Kararsız gibi göründüğünden bedenini hafifçe itip koluna girdim. "Yürü artık beyaz at. Anlamıyor musun laftan?" Gözlerini kapatıp derin bir nefes aldı. "Sen cidden... Herneyse yavaş yürü, şimdi bu şansınla takılıp düşersin, o zaman görürüm seni."

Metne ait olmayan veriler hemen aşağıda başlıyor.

PR #767, opened 2017-02-10
Improve print output

thomasleese:
Now shows if the failure was in live or draft.


thomasleese:
I've run the script on integration, I suspect it will take a few hours to finish, but this PR will improve its output.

Bu şansımla her boku yaşayabilirim, düşmek ne kelime?
Yavaş adımlarla koridorun sonuna geldiğimizde derin bir nefes almıştım. Söyleyin şimdi, bu zavallı kul neye utansın? Tüm sınıfın ortasında düştüğüm duruma mı yoksa gördüğüm ürkünç(!) rüyadan ötürü Yağız Hoca'ya mı? Allah kahretsin, acaba zile kadar kapının önünde mi beklesek?
"Yi..." Sözümü bitirmeden canım arkadaşımın kapıyı çalması ile elimi gelişi güzel alnıma yapıştırmıştım.
"Gir!" İşte her zamanki gibi derinden gelen, yankısı beynimin dört bir yanını saran ve beni olduğum yere mıhlayan o ses. Yutkundum ve başımı eğdim. "Yavaş yavaş." Yiğit'in yardımıyla sınıfa girdiğimizde utancımdan ötürü asla ama asla başımı kaldırmadım.
Ayak sesleri?
Evet bana yaklaşıyordu! Allah kahretsin ki bana yaklaşıyordu. Bir adım, ikinci adım ve üçüncü adım. Ayakkabılarının ucu göz hizama girdiğinde kıpırdamamaya yeminliymiş gibi öylece durduk. Bir an sonra, ayaklarımın dibinde duran beden yavaşça eğildi ve o güçlü, otoriter duruşu şimdi nazik bir gölgeye büründü.
"Alper?" Korktuğum o an geldi... Yavaşça önüme eğilmiş, göz hizamda durmuştu işte! Ne istiyor bu adam benden he? Benim tarafa dönmeden "Geç sırana!" diye bağırabilirdi. Ya da en basitinden dersini anlatmaya devam edebilirdi!
"Bana bakar mısın?"
Gözlerimi sıkıca kapatıp derin bir nefes aldım. "Ben... Ben iyiyim hocam. Sırama geçebilir miyim?" Evet, kullanılacak en iyi cümle buydu.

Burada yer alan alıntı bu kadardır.